For years, various organizations and individuals have worked to teach AI in psychology, behavioral science, and linguistics. These AI systems get to know an individual’s opinions, hobbies, and interests. Sahota said he even knows what words will influence you, connect you and persuade you.

While many researchers are still looking for big fake “home runs,” like Volodymyr Zelenskyy telling Ukrainian troops to surrender, bad actors are also “micro-targeting” people to influence certain subsets of the population. .

A recent Hillary Clinton deepfake showed the former presidential candidate saying she loved Florida Governor Ron DeSantis and would support him if he ran for president. Sahota said these videos manipulate people’s decisions on a smaller scale, which is often overlooked.


Counterfeit Bruce Willis

The hyper-realistic image of Bruce Willis is actually a deepfake created by a Russian company using artificial neural networks. (Deep Cake via Reuters)

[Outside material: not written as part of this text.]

PR #279, opened 2024-09-05
ROX-21530: Certificate Expiry Dashboard

aaa5kameric:


stehessel (changes requested):
Thanks for providing the demo dashboard. A few observations:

While AI videos are a legitimate concern, Sahota said the use of psychological AI tools has already been “honed” in marketing, where people can create a sort of “chamber effect.” ‘echo’.

If a person subscribes to someone’s newsletter or sees something on their feed, the AI ​​algorithm reinforces that over time. This begs the question, does a person choose to vote for someone because it is their own idea, or has it been taken into their conscience?

“It’s like the movie Inception,” Sahota said. “Somebody actually planted this in your mind. And the best way to get buy-in is for you to think it’s your own idea. And that’s why a lot of these AI tools are unfortunately used.”

Perhaps the most important concern for the UN is what happens when someone claims to have been the victim of a deepfake but tries to delete a legitimate video, photo or audio recording.


"fedha," an AI-generated newscaster created for the Kuwait News service, is depicted on a screen.

Journalists look at an AI-generated news anchor named “Fedha”, which the Kuwait News service recently launched. (YASSER AL-ZAYYAT/AFP via Getty Images)

“Someone says something a little wrong, okay, we can sort of understand that. But someone who actually said something now tries to spit it out like a deepfake. How do you refute the negative? He there’s no way to do a real analysis to do that. And even if you do the real analysis, some people will continue to be suspicious of the results,” Sahota said.

According to Sahota, the Federal Election Commission (FEC) is at an impasse on what to do about deepfakes, as it is unclear whether regulating the content of machines is within its purview. With misinformation and misleading claims reaching “epic proportions”, Sahota said a change in mentality might be needed.


“This kind of cultural change takes time, and it’s a big change,” he added. “There’s going to be a lot of resistance to that. And unfortunately this spin game of ‘oh, I didn’t really say that.’ That, for sure, is going to happen. We’ve already, well, we’ve already seen over 100 years of abuse in American politics. So that’s the biggest challenge.